15 Exercises II

15.1 Exercises 3: Using vectors

E3.1 `Bmi2`

Add a return value advice_text to the Bmi2 function we drafted in the lecture. The value of advice_text should be chosen from one of the four character strings below according to bim_value:

“below 18.5 – you’re in the underweight range”
“between 18.5 and 24.9 – you’re in the healthy weight range”
“between 25 and 29.9 – you’re in the overweight range”
“between 30 and 39.9 – you’re in the obese range”

Bmi2 <- function(weight, height) {
  # your code
}
bb <- Bmi2(weight = 90, height = 1.75)
bb[["value"]]
bb[["reduce_weight"]]
bb[["advice_text"]]

E3.2 `||`, `|`, `&&`, `&`

Execute the following code snippet and answer the two questions in the comment:

rm(u)
u # expect to see an error
# Error: object 'u' not found

# 1. Why do the next two expressions evaluate to different results and why?
TRUE || u
TRUE | u

# 2. Why do the next two expressions evaluate to different results and why?
FALSE && u
FALSE & u

E3.3 `table`

Given t <- table(c("apple", "banana", "coconut", "apple", "apple", "banana")) 1. What is the base type of t? 2. What attributes are associated with t? 3. What do you know about each of t’s attributes? 4. Which attribute(s) does t share with a matrix?

E3.4 `apply`

The runif function generates a vector of uniformly distributed random numbers within a given interval. For example, runif(10, min = 2, max = 3) returns 10 random numbers between 2 and 3.

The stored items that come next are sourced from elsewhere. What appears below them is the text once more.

PR #446, opened 2022-01-12
feat(Tile): Add focus styling to entire tile

### LINKED ISSUE #442: Tile: focus states
1. Tile is currently missing a custom focus state, so it shows the default browser outline if `tabindex="0"` is added to `div.iui-tile`

2. The "more options" button is hidden unless hovered, so it cannot be tabbed into. This could be fixed using a "visually hidden" that keeps the content accessible to screen readers.

FlyersPh9:
- Add `:focus` to entire tile.
- Increase outline when `:focus` & `.iui-selected` are combined.
- Use [this visually hidden method](https://github.com/iTwin/itwin-synchronization-report-ui/blob/main/src/components/utils/VisuallyHidden.scss) to allow the "more options" button to be focused.
- `.iui-tile-more-options` is now a wrapper div instead of applied on the button directly.
- Removed some unnecessary CSS.
- Replaced map `iframe` with an image since it was visually broken. 

Closes #442.

**Focus on 1st tile, selection on 3rd tile**
Screen Shot 2022-01-12 at 2 07 18 PM

**Focus & selection on 3rd tile**
Screen Shot 2022-01-12 at 2 07 28 PM

**Map image instead of iframe**
Screen Shot 2022-02-09 at 12 33 30 PM


FlyersPh9:
Downgrading this to draft until I can figure out why my test images are failing.

FlyersPh9:
I'm getting an error with my test image results:
```
Puppeteer encountered an error while running scenario "tile_State More Options hover"
Error: Node is either not clickable or not an HTMLElement
```
The ID is there, it should be clickable.

src/tile/tile.scss
```diff
@@ -211,10 +211,24 @@
...
-      visibility: hidden;
+
+      clip-path: inset(50%);
+      overflow: hidden;
+      white-space: nowrap;
+      height: 1px;
+      width: 1px;
+      padding: 0;
+      margin: -1px;
+      border-width: 0;
```
mayank99, line 222: Why not a reusable mixin for this?

src/tile/tile.scss
```diff
@@ -211,10 +211,24 @@
...
 
       &.iui-visible {
```
mayank99, line 224: When is this `iui-visible` class applied? The more-options button should really only be shown when the tile is hovered or has focus within.

veekeys:
Can we do this PR after #431 ?

FlyersPh9:
> Can we do this PR after #431 ?

@veekeys yes, I will move this PR back to draft in the meantime.

veekeys:
> > Can we do this PR after #431 ?
> 
> @veekeys yes, I will move this PR back to draft in the meantime.

#431 is merged, so we can proceed with this one @FlyersPh9

src/tile/tile.scss
FlyersPh9: Created `@mixin iui-visually-hidden`.  Not sure if we can provide a reusable mixin for reverting because we don't know what values they should have for border, margin, padding, etc.

mayank99: The solution to that is apply it on a wrapper div instead.

See https://github.com/iTwin/synchronization-report-react/blob/main/src/components/utils/VisuallyHidden.scss

src/tile/tile.scss
bentleyvk: I think we added this class to show more-options when it is clicked and dropdown is shown. 
image
Without this class:
image

src/tile/tile.scss
bentleyvk: Any source to recommendation for doing this?

gretanausedaite (approved):
I don't have any comments, looks good. Just needs a branch update. 🌵

src/tile/tile.scss
mayank99: - https://webaim.org/techniques/css/invisiblecontent/#:~:text=receive%20keyboard%20focus.-,css%20clip,-%7Bclip%3A%20rect
- https://www.scottohara.me/blog/2017/04/14/inclusively-hidden.html
- https://www.a11yproject.com/posts/how-to-hide-content/

src/tile/tile.scss
mayank99: Oh, for some reason I thought this was a new addition. In that case, we should undo the visually hidden styles inside this class

FlyersPh9: `.iui-visible` is back.

src/tile/tile.scss
FlyersPh9: If I did a wrapper div, does something like this make sense within `global.scss`:
```scss
.iui-visually-hidden {
  @mixin iui-visually-hidden;

  &:focus-within {
		@mixin iui-visually-hidden-revert;
	}
}
```

src/style/mixins.scss
```diff
@@ -130,6 +130,19 @@
   padding: 0;
 }
 
+/// Visually hides an element but still allows it to be tabbed to.
+@mixin iui-visually-hidden {
```
bentleyvk, line 134: Shouldn't we have undo mixin? Like in https://github.com/iTwin/synchronization-report-react/blob/main/src/components/utils/VisuallyHidden.scss

src/tile/tile.scss
```diff
@@ -153,13 +161,18 @@
...
     @include iui-button-size(small, borderless);
-    position: absolute;
+    @include iui-visually-hidden;
     bottom: $iui-baseline * 0.5;
     right: $iui-s;
-    visibility: hidden;
 
     &.iui-visible {
-      visibility: visible;
+      clip-path: revert;
```
bentleyvk, line 169: Maybe have this part in mixin and reuse inside Tile css

src/tile/tile.scss
mayank99: Might be able to avoid a wrapper div with something like this:
```scss
.iui-tile-more-options {
  // ... base styles

  &:not(:focus):not(.iui-visible) {
    @include iui-visually hidden;
  }
}
```

FlyersPh9: Ugh…I read this _after_ adding the wrapper. 😓 Check what I have now and tell me if I should revert it.

Worth noting, I can not figure out why the `State More Options hover` scenario test is failing.

src/style/mixins.scss
FlyersPh9: I've added the revert mixin.

src/style/mixins.scss
```diff
@@ -130,6 +130,30 @@
...
+  position: absolute;
+  white-space: nowrap;
+  height: 1px;
+  width: 1px;
+  padding: 0;
+  margin: -1px;
+  border-width: 0;
+}
+
+@mixin iui-visually-hidden-revert {
```
mayank99, line 146: Any reason you added the `iui-` prefix? I would think this should be an internal mixin.

Also maybe add a comment above this mixin explaining what it does and that it is recommended to use on wrappers.

mayank99 (approved):
The behavior look good, but I'm not sure about the mixin name.

src/style/mixins.scss
FlyersPh9: Removed `iui-` prefix & added comments.

Issue #783, opened 2022-10-17
Column manager aka Configure grid


DineshBodewar:
Provide a column manager modal dialog box which provide below features to manage table
A] Search by column name
B] Change column sequence using drag handle
C] Stick/Unstick columns - So user can always see sticked columns in table even in horizontal scroll
D] Show/Hide columns
E] Reset to product default settings

1] User will get configure icon next to search box on top of table like show below
![image](https://user-images.githubusercontent.com/115967995/196094766-27efb20d-f5df-4158-b4db-5f263871b916.png)

2] user click on it and he gets dropdown with options like below
![image](https://user-images.githubusercontent.com/115967995/196097529-21f851e3-6b75-4372-867f-bd7370e79338.png)

3] User clicks on "Configure grid" option and below modal dialog box will open.
For start we allow user to stick only 2 columns in table.

![image](https://user-images.githubusercontent.com/115967995/196101772-d092dba8-5dec-4c1c-af22-9e7de5c1ed8c.png)

Once the 2 column limit reached we will disable the stick(lock) icon for other columns and give a tooltip for the same as shown below.

![image](https://user-images.githubusercontent.com/115967995/196101834-d9dc310b-61f5-4a5a-8422-a2596f3ccda7.png)

![image](https://user-images.githubusercontent.com/115967995/196101878-a89e1620-8de8-418d-b1e2-fcd0d05f28a2.png)

![image](https://user-images.githubusercontent.com/115967995/196101937-95a2a93e-fbfb-4b81-b57a-d13be735a194.png)

FlyersPh9:
The option for a user to stick / unstick a column from within the column manager was raised by another UX team member today.

rohan-kadkol:
Technically, users can pass your custom ColumnManger type UIs using the `Header` property in the column object. For UI ideas, you can refer to a similar UI implementation [here](https://github.com/iTwin/iTwinUI/discussions/1672#discussioncomment-7491351).

While this is technically possible, some additional functionality from our side will likely be missing if users directly pass the `Header` property. E.g.:

https://github.com/iTwin/iTwinUI/blob/9182303b132ea7bf48439c1c24c0b5345b12ca10/packages/itwinui-react/src/core/Table/columns/actionColumn.tsx#L82-L90

So ideally, if there is still such a use case, we could consider easier ways for users to pass custom UIs and perform column manager type modifications easily.

@DineshBodewar Please give an update if this is still a valid use-case.

[...]

PR #2135, opened 2024-07-09
Fix markup in `Table`'s column manager

r100-stack:
## Changes

Fixes #2134. Upon investigating that issue, I noticed that there were a few issues in the markup. E.g.:
* `<input>` (checkbox) as a descendant of a `<button>`
* `<div>` not allowed as a child of `<button>` in this context

<details>
<summary>MenuItem markup in the column manager</summary>

image

</details>

Furthermore, @mayank99 added that even if each menu item was a div, no interactable elements are allowed in `role="menuitem"`.

As a result, we decided to replace the `DropdownMenu` + `MenuItem startIcon={<Checkbox>}` with a `Popover` + floating `<fieldset>` with a `<Checkbox label={…}>` for each column. Using a `Popover` also makes it easy to expand on column manager functionality to address https://github.com/iTwin/iTwinUI/issues/783.

Created a new `iui-table-column-manager` class mainly for padding and max-block-size styles. Like `iui-menu`, this also shows a maximum of 8.5 items (hardcoded without any calculation (https://github.com/iTwin/iTwinUI/pull/2135#discussion_r1671383815)). The `0.5` part is to show that there are more items in the list.

Unrelated: Added `@default` to the JSDocs and a default value to the deconstructed object for the Surface's `isPadded` prop.

## Testing

* Fixed failing unit tests
* Approved failing test images

## Docs

Added changesets

## After PR TODOs

* [ ] Consider offering a way localize the "Column Manager" label ([#2135 (comment)](https://github.com/iTwin/iTwinUI/pull/2135#discussion_r1670724463))
* [ ] Try preventing "`<SomeComponent as={Flex}>` not override the rendered element" ([#2135 (comment)](https://github.com/iTwin/iTwinUI/pull/2135#discussion_r1672595007)). Related: [#2152 (comment)](https://github.com/iTwin/iTwinUI/pull/2152#discussion_r1684836241)

### DIFF
--- a/packages/itwinui-react/src/core/Table/columns/actionColumn.tsx
+++ b/packages/itwinui-react/src/core/Table/columns/actionColumn.tsx
@@ -114,15 +114,15 @@ export const ActionColumn = <T extends Record<string, unknown>>({
         <Popover
           applyBackground
           content={
-            <FieldsetBase
-              as={Flex}
+            <Flex
+              as={FieldsetBase}
               className='iui-table-column-manager'
               flexDirection='column'
               alignItems='flex-start'
             >
               <VisuallyHidden as='legend'>Show/hide columns</VisuallyHidden>
               {headerCheckBoxes()}
-            </FieldsetBase>
+            </Flex>
           }
           {...popoverProps}
         >


packages/itwinui-react/src/core/Table/columns/actionColumn.tsx
```diff
@@ -94,45 +102,41 @@ export const ActionColumn = <T extends Record<string, unknown>>({
...
           ? columnManager.dropdownMenuProps
           : {};
 
       return (
-        <DropdownMenu
-          {...dropdownMenuProps}
-          menuItems={headerCheckBoxes}
+        <Popover
+          content={
+            <Surface as={'fieldset'}>
```
mayank99, line 124: 1. There is no need for `Surface` here. You can use `<Popover applyBackground>`.
2. You are missing a `<legend>`. A fieldset without legend is useless.
3. We need to add some CSS to reset the default styles of `<fieldset>`.


Something like:

```jsx
<Popover
  applyBackground
  {...popoverProps}
  content={
    <fieldset>
      <VisuallyHidden as='legend'>Show/hide columns</VisuallyHidden>
      {headerCheckBoxes}
    </fieldset>
  }
>
```

packages/itwinui-react/src/core/Table/columns/actionColumn.tsx
```diff
@@ -94,45 +102,41 @@ export const ActionColumn = <T extends Record<string, unknown>>({
...
-                }
-                onClick={onClick}
+                checked={checked}
                 disabled={column.disableToggleVisibility}
-              >
-                <div id={`iui-column-${column.id}`}>
-                  {column.render('Header')}
-                </div>
-              </MenuItem>
+                onClick={(e) => e.stopPropagation()}
```
mayank99, line 109: This `onClick` can be removed.

packages/itwinui-react/src/core/Table/columns/actionColumn.tsx
```diff
@@ -94,45 +102,41 @@ export const ActionColumn = <T extends Record<string, unknown>>({
...
+                {headerCheckBoxes()}
+              </Flex>
+            </Surface>
+          }
+          {...popoverProps}
           onVisibleChange={(open) => {
             setIsOpen(open);
-            dropdownMenuProps?.onVisibleChange?.(open);
+            popoverProps?.onVisibleChange?.(open);
           }}
```
mayank99, line 134: I think we don't need controlled open state.

packages/itwinui-react/src/core/Table/columns/actionColumn.tsx
```diff
@@ -94,45 +102,41 @@ export const ActionColumn = <T extends Record<string, unknown>>({
...
         >
           <IconButton styleType='borderless' isActive={isOpen} ref={buttonRef}>
```
mayank99, line 136: We should add `label` here. And we don't need to set the `isActive` prop, since `Popover` now provides popover-open styling (#2076).

```jsx
<IconButton
  styleType='borderless'
  ref={buttonRef}
  label='Column manager'
>
```

packages/itwinui-react/src/core/Table/columns/actionColumn.tsx
```diff
@@ -5,24 +5,32 @@
...
+          /**
+           * ARIA role. Role of menu. For menu use 'menu', for select use 'listbox'.
+           * @default 'menu'
+           */
+          role?: string;
+        } & Pick<
+            Parameters<typeof usePopover>[0],
+            'visible' | 'onVisibleChange' | 'placement' | 'matchWidth'
+          > &
+          Pick<PortalProps, 'portal'>;
```
mayank99, line 33: I think we can just use `Popover` props with some of them omitted.

```ts
dropdownMenuProps: Omit<
  React.ComponentPropsWithoutRef<typeof Popover>,
  'children' | 'content'
>;
```

packages/itwinui-react/src/core/Table/columns/actionColumn.tsx
mayank99: Re: 2, the `<legend>` needs to be a direct child of `<fieldset>` for it to be properly associated. It shouldn't be inside `Flex`.

Re: 3, I don't think we need to maintain this complex CSS for sizing it to be exactly 8.5 items, especially since we want to add more things in this popover in the future. I would say lets just pick an arbitrary max-height and remove all those CSS variables.

Ben-Pusey-Bentley (commented):
Should [this example](https://github.com/iTwin/iTwinUI/blob/c70bfbf0888c67693628b79e1c30eb19b88e7d52/packages/itwinui-react/src/core/Table/columns/actionColumn.tsx#L40) be updated to use the `Popover` component instead of the `DropdonwMenu` component?

Ben-Pusey-Bentley (approved):

packages/itwinui-react/src/core/Table/columns/actionColumn.tsx
mayank99: I'm mostly ok with this, except `matchWidth` does nothing on `Popover` and will show up in the DOM props if set.

Even previously, `matchWidth` was totally unnecessary, I'm not sure why were exposing it.

mayank99: > So, are you suggesting no longer exposing `matchWidth` in `ActionColumn`'s `dropdownMenuProps`?

Yes lets remove it.

> Also, when setting `matchWidth={true}`, I didn't see any difference ([playground](https://stackblitz.com/edit/github-few12s?file=src%2FApp.tsx)).

It only does something when the menu-items are narrower than the trigger element.



Since this is an impossible case for column manager, we don't need this prop.

packages/itwinui-react/src/core/Table/columns/actionColumn.tsx
```diff
@@ -94,45 +96,45 @@ export const ActionColumn = <T extends Record<string, unknown>>({
...
-          onVisibleChange={(open) => {
-            setIsOpen(open);
-            dropdownMenuProps?.onVisibleChange?.(open);
-          }}
+        <Popover
+          applyBackground
+          content={
+            <Flex
+              as='fieldset'
+              className='iui-fieldset-base iui-table-column-manager'
```
mayank99, line 120: Lets use this:

```suggestion
            <FieldsetBase
              as={Flex}
              className='iui-table-column-manager'
```

or


```suggestion
            <Flex
              as={FieldsetBase}
              className='iui-table-column-manager'
```

The `iui-fieldset-base` class is an implementation detail of `FieldsetBase`. Of course right now `FieldsetBase` just sets the class, but in the future we might add more things to it (similar to `ButtonBase`) so it's good to use the component.

.changeset/violet-donkeys-help.md
mayank99, line 1: We could add a `patch` changeset mentioning that the "open" state color has changed.

mayank99: The other `minor` changeset about the `matchWidth` should also be `patch` (or removed entirely).

`minor` changesets are for big changes, lets not turn the release notes into something the user feels annoyed by. (e.g. The user might react as "Why are you telling me this? I dont care about this prop that did nothing previously.")

mayank99: If the user is overriding the `Header` like that, then there is no point even using `actionColumn`. We should try to be pragmatic.

mayank99 (approved):

packages/itwinui-react/src/core/Table/columns/actionColumn.tsx
mayank99: Actually this seems to not be working

mayank99 (approved):

packages/itwinui-react/src/core/Table/columns/actionColumn.tsx
mayank99: Side note: I believe this is an easy mistake to make and in the future we should do something to make `<SomeComponent as={Flex}>` not override the rendered element.

Issue #2015, opened 2024-04-24
Shift in `Table` component when resizing column with Expandable Row


Ben-Pusey-Bentley:
### Describe the bug (current behavior)

The `Table` component shifts to the the left by a few pixels when resizing the first resizable column on tables that have an Expandable Row. Video of issue: 

https://github.com/iTwin/iTwinUI/assets/141063311/40b0d193-bf51-4bc2-bd7c-46b68fab40d7

The cause of the issue seems to stem from a lack of responsiveness in the column resizer for columns that have the `SubRowExpander` component inside of them. Very small movements do not cause a resize at all, and when the resizing does start, size is initially taken away from the neighboring column, but not added to the column being resized. That is the cause of the shift, but it is not clear to me what is causing the column resizer to not respond to initial input.

### Expected Behavior

The column resizer should be immediately responsive and the table should not shift.

### Link to minimal repro

https://stackblitz.com/edit/github-lvepul?file=src%2FApp.tsx

### Steps To Reproduce

1. Resize the name column, and notice how the resizer follows the cursor exactly. This is the expected behavior.
2. Try to make very small movements with both resizers, and see that the index resizer does not immediately react.
3. Resize the index column, and notice the shift in the table and how the resizer lags behind the cursor.

Ben-Pusey-Bentley:
After some more investigation, it turns out that this issue can be reproduced without the expand button. The source of the issue stems from the width of the column being set to less than the min width for a column, which is 72px for normal columns and 108px for columns with the expand button. Reproduction [stackblitz](https://stackblitz.com/edit/github-nr8has?file=src%2FApp.tsx). Video: 

https://github.com/iTwin/iTwinUI/assets/141063311/16d57846-ffe3-4002-8dce-8079b2b62168


 Setting the inline styles `width` and `flex` values so that they are not less than the min width does not fix this issue. Seems that the resize logic is relying on the `column.width` value directly, which creates issues when our styles set the width to a different value.

PR #2138, opened 2024-07-12
Fixes bug with `Table` shifting on column resize

Ben-Pusey-Bentley:
## Changes

Adds check during the default `minWidth` being set for `Table` columns to set the `minWidth` value to the user provided `width` if `width` is less than `minWidth`. This change fixes https://github.com/iTwin/iTwinUI/issues/2015. The mentioned issue happens when `width` is set to a number less than `minWidth`, due to how the resizing logic assumes that the current column width, if it is a number, must be valid. This change only affects `width`s set to a number value, since string value `width`s do not affect the resizing logic.

## Testing

Tested in vite playground with this [code](https://github.com/iTwin/iTwinUI/blob/7e259906fb6b4833d117ea3bb94b25980295264a/playgrounds/vite/src/App.tsx#L1). Also added an e2e test for this issue.

## Docs

Added patch react changeset.


packages/itwinui-react/src/core/Table/Table.tsx
```diff
@@ -1001,6 +1001,14 @@ export const Table = <
...
                         ? COLUMN_MIN_WIDTHS.withExpander
                         : COLUMN_MIN_WIDTHS.default;
+
+                      if (
+                        column.width &&
+                        typeof column.width === 'number' &&
+                        column.minWidth > column.width
+                      ) {
+                        column.width = column.minWidth;
+                      }
```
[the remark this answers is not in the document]
Ben-Pusey-Bentley: I could set the `minWidth` to the user provided `width` value instead. I've made the change in this [commit](https://github.com/iTwin/iTwinUI/pull/2138/commits/9bac52b5851f802ed38713ad2afd23cd00281d89).

packages/itwinui-react/src/core/Table/Table.tsx
```diff
@@ -1001,6 +1001,14 @@ export const Table = <
                       column.minWidth = columnHasExpanders
                         ? COLUMN_MIN_WIDTHS.withExpander
                         : COLUMN_MIN_WIDTHS.default;
+
+                      if (
+                        column.width &&
+                        typeof column.width === 'number' &&
+                        column.minWidth > column.width
+                      ) {
+                        column.minWidth = column.width;
```
mayank99, line 1010: Maybe I'm misunderstanding something, but wasn't the problem deemed to be within our resizing logic? Then why does this PR not touch the resizing logic at all? Iirc you said something along the lines of: our resize logic updates the `style` but does not update the actual `column.width`.

Ben-Pusey-Bentley: I think this is coming from a misunderstanding. The logic correctly updates both the `style` and the `column.width`, but the issue is that the logic breaks if the `width` is less than the `minWidth`, which causes the `column.width` to not update until the user resizes by enough to make up the difference. This is what causes the shift, since the actual width of the column itself doesn't change, but the resize logic still takes the difference from later columns on the table anyways. Since the issue is coming from the `column.width` value being less than the `column.minWidth`, it makes sense to prevent this from happening at initialization.

mayank99: It makes sense when you say "the resize logic still takes the difference from later columns on the table anyways", but can you point to where in code this is happening? I'm having trouble finding it.

Ben-Pusey-Bentley: It starts with the [`dispatchMove()`](https://github.com/iTwin/iTwinUI/blob/714b874246b458231b5ceddc8acd551c022b4743/packages/itwinui-react/src/core/Table/hooks/useResizeColumns.tsx#L101) function. This takes in the amount that the [mouse has moved on the x-axis](https://github.com/iTwin/iTwinUI/blob/714b874246b458231b5ceddc8acd551c022b4743/packages/itwinui-react/src/core/Table/hooks/useResizeColumns.tsx#L111) and passes it to the column resizing action. In this issue, this initially does nothing, since the resizing action recognizes that the new width that the first column is trying to be given is invalid. However, once the first columns new width becomes valid, the action is still observing how much the mouse has [moved to decide how much the later columns need to have taken from their widths](https://github.com/iTwin/iTwinUI/blob/714b874246b458231b5ceddc8acd551c022b4743/packages/itwinui-react/src/core/Table/hooks/useResizeColumns.tsx#L295). This causes a shift, since the first column's width isn't actually being updated, it is being "increased" to the size that it already was.

packages/itwinui-react/src/core/Table/Table.tsx
```diff
@@ -1001,6 +1001,14 @@ export const Table = <
                       column.minWidth = columnHasExpanders
                         ? COLUMN_MIN_WIDTHS.withExpander
                         : COLUMN_MIN_WIDTHS.default;
+
+                      if (
+                        column.width &&
```
mayank99, line 1006: very small suggestion: this `column.width` check can be removed, since it will be automatically covered by `typeof column.width === 'number'`

Ben-Pusey-Bentley: Removed in this [commit](https://github.com/iTwin/iTwinUI/pull/2138/commits/f7f8548bb8c105617130c109185382b8f8761126).

packages/itwinui-react/src/core/Table/Table.tsx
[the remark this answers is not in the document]
Ben-Pusey-Bentley: Moved the first comment and added a comment to the new if block in this [commit](https://github.com/iTwin/iTwinUI/pull/2138/commits/df2c0990777b2fb6a67ea244ac3a90fab40552f4).

PR #2141, opened 2024-07-15
add development checks for `displayName`

mayank99:
## Changes

Follow-up to #2131, all `displayName`s are now conditionally added only during development.

While this shouldn't make a big difference in the bundle size, the code is only useful for React developer tools, and does add up over time when there are lots of components, so it's good to not have it in the prod build.

## Testing

Manually inspected the build outputs to verify that `.displayName` assignments are correctly present only in the dev build and removed from the prod build.

## Docs

Added patch changeset.

### DIFF
--- a/.changeset/proud-hornets-itch.md
+++ b/.changeset/proud-hornets-itch.md
@@ -1,0 +1,5 @@
+---
+'@itwin/itwinui-react': patch
+---
+
+Component `displayName`s have been eliminiated from the prod build.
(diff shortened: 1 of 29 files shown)


Ben-Pusey-Bentley (commented):
A couple of components, [`Alert.Message`](https://github.com/iTwin/iTwinUI/blob/77d0d6cc959bb50c8366cac054aa186c27773f45/packages/itwinui-react/src/core/Alert/Alert.tsx#L134), and [`ListItem.Content`](https://github.com/iTwin/iTwinUI/blob/77d0d6cc959bb50c8366cac054aa186c27773f45/packages/itwinui-react/src/core/List/ListItem.tsx#L79) still have their `displayName` values set in the prod build output.

mayank99 (commented):
@Ben-Pusey-Bentley Good catch, thanks. Fixed in [`61bbc8b`](https://github.com/iTwin/iTwinUI/pull/2141/commits/61bbc8b1b52deda39f1b9148b6460c429f635099).

I did a global "find" in the `esm/` folder to verify there are no remaining instances.

Ben-Pusey-Bentley (approved):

With the help of this function, create a 1000 x 6 matrix of uniformly distributed values between 5 and 6.
Calculate the 6 column-wise averages of the 1000 x 6 matrix without using a for loop.

15.2 Exercises 4: Using data.frame

E4.1 `SumPrimes`

Problem 10, Project Euler: The sum of the primes below 10 is 2 + 3 + 5 + 7 = 17. Find the sum of all the primes below two million. Use the sieve of Eratosthenes algorithm.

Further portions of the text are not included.